DATA:

══════

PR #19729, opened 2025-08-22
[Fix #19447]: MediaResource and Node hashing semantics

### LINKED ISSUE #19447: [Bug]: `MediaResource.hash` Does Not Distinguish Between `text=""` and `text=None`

══════

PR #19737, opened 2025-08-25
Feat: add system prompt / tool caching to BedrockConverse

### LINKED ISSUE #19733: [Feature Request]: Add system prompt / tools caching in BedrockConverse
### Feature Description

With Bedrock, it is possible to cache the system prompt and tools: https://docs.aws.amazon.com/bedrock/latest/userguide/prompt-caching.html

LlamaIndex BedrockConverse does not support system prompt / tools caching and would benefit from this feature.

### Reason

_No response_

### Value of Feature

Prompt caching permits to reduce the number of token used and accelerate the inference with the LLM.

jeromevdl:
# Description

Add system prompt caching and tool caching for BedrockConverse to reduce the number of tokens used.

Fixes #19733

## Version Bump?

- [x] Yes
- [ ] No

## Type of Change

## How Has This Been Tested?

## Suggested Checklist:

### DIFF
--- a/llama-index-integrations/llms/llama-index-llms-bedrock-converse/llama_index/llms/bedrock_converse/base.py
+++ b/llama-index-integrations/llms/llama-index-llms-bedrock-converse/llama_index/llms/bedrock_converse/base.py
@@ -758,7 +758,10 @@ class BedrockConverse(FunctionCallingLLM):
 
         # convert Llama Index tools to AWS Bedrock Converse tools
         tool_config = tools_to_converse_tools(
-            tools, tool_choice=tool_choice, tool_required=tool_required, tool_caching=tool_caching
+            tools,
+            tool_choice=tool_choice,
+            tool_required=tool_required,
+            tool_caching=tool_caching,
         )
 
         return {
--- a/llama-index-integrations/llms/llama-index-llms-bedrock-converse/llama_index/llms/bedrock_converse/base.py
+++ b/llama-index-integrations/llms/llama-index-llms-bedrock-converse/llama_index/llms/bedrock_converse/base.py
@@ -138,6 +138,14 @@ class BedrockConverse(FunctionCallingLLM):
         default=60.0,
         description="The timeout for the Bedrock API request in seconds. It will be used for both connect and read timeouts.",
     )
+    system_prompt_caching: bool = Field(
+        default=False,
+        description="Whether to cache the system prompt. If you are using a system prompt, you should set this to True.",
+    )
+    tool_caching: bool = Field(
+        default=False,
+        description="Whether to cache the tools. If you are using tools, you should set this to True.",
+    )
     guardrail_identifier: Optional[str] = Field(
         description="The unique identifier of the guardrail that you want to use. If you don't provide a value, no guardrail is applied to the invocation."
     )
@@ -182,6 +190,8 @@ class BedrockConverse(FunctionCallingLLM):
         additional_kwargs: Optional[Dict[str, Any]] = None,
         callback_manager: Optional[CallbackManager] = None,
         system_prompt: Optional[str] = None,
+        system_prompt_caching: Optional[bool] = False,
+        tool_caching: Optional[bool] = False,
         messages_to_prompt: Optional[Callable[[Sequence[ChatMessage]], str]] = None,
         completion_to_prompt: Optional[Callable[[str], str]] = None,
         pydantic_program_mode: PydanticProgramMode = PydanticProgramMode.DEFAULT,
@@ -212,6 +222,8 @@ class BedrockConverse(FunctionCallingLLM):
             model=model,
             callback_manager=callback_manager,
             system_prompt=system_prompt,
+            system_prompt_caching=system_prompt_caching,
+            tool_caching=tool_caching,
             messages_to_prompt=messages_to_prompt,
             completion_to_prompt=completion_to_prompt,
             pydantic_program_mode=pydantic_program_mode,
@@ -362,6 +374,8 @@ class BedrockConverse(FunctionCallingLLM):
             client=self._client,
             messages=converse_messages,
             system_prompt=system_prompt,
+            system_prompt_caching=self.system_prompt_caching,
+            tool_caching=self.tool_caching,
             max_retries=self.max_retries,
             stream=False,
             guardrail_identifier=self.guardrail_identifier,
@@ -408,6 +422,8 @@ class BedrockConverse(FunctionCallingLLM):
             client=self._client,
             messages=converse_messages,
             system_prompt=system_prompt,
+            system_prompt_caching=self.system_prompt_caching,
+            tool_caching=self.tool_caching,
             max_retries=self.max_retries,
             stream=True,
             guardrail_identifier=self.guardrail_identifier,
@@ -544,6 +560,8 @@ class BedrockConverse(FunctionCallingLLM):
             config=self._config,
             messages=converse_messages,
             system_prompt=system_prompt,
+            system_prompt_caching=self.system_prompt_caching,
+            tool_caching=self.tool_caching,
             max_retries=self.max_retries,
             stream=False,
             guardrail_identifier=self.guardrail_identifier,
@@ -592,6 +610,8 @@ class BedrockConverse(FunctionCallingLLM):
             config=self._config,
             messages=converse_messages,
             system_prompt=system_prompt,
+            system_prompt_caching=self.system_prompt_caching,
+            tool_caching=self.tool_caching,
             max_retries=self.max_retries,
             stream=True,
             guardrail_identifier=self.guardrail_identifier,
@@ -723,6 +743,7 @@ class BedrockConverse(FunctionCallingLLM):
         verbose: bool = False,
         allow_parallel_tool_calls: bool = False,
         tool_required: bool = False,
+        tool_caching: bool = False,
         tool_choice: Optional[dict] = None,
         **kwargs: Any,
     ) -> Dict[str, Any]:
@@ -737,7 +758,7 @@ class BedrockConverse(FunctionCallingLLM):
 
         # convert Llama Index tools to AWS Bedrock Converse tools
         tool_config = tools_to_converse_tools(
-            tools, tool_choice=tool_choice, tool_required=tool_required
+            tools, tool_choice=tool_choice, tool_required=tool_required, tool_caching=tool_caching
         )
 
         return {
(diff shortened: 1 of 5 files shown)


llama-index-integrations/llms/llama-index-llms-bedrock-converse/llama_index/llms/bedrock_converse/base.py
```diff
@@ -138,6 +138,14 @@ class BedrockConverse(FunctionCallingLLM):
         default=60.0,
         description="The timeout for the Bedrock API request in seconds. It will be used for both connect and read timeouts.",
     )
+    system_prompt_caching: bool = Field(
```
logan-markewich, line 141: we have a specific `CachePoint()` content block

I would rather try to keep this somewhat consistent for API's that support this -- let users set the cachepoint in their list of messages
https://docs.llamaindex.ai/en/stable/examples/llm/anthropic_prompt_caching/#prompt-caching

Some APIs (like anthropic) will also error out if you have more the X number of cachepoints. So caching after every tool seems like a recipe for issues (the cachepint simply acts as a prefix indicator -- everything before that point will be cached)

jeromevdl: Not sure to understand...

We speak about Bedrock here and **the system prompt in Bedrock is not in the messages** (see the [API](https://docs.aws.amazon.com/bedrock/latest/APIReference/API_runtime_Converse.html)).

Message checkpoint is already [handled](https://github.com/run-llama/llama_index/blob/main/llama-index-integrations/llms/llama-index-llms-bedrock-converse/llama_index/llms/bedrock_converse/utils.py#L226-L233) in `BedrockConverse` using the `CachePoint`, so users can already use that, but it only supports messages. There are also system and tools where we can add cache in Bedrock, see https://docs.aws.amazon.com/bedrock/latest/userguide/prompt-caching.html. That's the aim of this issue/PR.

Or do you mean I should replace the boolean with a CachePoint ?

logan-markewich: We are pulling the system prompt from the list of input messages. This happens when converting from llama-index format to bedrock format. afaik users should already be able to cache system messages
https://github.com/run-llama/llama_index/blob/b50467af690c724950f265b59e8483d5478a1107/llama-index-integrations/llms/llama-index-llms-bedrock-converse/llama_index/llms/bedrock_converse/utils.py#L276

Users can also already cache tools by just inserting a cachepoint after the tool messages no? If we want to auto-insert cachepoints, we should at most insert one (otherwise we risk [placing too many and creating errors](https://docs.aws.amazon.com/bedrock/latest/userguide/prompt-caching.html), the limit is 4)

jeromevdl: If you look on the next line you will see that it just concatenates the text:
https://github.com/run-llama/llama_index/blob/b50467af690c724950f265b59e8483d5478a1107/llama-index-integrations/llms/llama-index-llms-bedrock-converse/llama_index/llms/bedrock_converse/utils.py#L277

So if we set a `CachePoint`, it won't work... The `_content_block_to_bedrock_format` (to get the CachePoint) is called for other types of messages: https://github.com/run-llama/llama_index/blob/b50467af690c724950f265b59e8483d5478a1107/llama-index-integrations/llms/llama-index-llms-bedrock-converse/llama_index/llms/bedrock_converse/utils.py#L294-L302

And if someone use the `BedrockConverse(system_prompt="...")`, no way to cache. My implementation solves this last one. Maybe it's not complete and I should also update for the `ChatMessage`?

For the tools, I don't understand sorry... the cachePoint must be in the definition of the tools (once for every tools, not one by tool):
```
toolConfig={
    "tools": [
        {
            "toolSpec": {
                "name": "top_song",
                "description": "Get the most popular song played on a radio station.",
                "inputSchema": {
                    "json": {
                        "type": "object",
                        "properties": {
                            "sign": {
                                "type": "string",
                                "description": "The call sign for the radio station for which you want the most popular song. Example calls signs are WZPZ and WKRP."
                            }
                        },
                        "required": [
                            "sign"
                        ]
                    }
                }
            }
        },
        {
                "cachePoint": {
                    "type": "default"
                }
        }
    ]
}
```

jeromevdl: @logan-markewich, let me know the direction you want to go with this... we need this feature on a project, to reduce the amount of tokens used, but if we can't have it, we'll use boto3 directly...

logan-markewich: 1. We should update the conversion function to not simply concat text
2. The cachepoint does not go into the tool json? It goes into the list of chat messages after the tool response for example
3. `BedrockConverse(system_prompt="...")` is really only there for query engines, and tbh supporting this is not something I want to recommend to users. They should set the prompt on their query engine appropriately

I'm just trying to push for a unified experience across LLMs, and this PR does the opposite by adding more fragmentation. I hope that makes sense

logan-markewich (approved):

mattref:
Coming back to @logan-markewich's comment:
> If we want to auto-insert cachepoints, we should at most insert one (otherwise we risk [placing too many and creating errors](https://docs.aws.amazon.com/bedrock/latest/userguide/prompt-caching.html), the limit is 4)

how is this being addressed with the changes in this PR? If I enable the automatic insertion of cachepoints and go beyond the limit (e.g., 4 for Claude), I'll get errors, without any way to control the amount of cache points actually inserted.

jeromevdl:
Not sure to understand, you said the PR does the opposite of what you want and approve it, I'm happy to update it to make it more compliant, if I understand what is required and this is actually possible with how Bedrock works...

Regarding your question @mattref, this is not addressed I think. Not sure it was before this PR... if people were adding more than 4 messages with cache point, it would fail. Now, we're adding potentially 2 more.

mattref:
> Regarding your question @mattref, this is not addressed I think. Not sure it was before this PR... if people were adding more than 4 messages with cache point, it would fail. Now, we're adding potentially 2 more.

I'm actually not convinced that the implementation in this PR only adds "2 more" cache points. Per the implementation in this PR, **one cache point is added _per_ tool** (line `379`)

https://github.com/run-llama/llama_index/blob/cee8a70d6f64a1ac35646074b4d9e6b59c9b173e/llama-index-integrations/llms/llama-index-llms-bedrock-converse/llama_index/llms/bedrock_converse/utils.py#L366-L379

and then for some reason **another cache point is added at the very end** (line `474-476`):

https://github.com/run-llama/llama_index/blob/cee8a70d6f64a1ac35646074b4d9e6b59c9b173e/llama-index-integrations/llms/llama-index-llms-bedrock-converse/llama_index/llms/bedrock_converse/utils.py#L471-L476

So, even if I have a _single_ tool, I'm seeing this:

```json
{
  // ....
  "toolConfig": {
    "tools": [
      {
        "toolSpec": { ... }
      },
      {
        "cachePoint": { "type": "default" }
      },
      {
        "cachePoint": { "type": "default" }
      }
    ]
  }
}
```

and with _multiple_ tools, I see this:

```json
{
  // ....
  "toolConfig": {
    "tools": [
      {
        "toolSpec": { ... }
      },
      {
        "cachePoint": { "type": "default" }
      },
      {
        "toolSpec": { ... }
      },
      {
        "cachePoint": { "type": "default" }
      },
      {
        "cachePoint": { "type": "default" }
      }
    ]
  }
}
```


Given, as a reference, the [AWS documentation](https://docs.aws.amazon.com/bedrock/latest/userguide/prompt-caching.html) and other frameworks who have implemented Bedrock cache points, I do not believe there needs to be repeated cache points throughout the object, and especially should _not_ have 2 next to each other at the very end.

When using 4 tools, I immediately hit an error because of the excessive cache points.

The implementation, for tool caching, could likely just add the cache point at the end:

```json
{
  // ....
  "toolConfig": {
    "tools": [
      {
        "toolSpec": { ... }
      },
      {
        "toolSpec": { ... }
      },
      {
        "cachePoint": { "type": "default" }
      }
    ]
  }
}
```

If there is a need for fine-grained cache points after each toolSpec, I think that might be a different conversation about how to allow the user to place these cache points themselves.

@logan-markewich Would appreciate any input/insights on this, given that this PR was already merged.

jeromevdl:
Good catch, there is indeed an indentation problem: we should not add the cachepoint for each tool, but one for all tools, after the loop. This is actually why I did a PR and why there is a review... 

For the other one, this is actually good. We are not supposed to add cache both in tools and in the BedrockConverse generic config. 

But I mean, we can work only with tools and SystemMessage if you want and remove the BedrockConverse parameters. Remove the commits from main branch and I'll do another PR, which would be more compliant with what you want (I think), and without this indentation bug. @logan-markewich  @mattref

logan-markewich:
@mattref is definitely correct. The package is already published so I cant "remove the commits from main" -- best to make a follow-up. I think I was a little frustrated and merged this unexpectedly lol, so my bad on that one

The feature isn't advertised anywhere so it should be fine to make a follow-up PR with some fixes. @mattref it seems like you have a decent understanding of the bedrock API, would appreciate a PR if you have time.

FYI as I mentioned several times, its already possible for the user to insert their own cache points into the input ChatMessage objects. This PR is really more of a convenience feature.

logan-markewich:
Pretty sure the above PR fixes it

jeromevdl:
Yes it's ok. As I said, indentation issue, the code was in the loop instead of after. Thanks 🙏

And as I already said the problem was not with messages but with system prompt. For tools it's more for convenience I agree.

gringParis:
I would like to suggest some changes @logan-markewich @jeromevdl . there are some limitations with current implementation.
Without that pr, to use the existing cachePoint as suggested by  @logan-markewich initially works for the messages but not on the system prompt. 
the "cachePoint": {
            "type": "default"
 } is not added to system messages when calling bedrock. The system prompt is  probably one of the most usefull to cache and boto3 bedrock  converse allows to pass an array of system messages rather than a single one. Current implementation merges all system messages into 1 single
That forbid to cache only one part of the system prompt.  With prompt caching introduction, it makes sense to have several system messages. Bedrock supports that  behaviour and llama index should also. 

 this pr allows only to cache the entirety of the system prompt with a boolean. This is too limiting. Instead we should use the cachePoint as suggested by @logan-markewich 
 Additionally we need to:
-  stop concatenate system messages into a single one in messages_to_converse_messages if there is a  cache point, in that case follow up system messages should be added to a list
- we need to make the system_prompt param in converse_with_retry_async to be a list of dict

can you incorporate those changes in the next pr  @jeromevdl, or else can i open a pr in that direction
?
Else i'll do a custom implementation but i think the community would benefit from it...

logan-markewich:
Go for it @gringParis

══════

THE TASK: With the first line being the one containing "PR #19729, opened 2025-08-22" and the last line the one containing "Does Not Distinguish", transcribe exactly the lines above that fall in that range.

SOLUTION BELOW:
PR #19729, opened 2025-08-22
[Fix #19447]: MediaResource and Node hashing semantics

### LINKED ISSUE #19447: [Bug]: `MediaResource.hash` Does Not Distinguish Between `text=""` and `text=None`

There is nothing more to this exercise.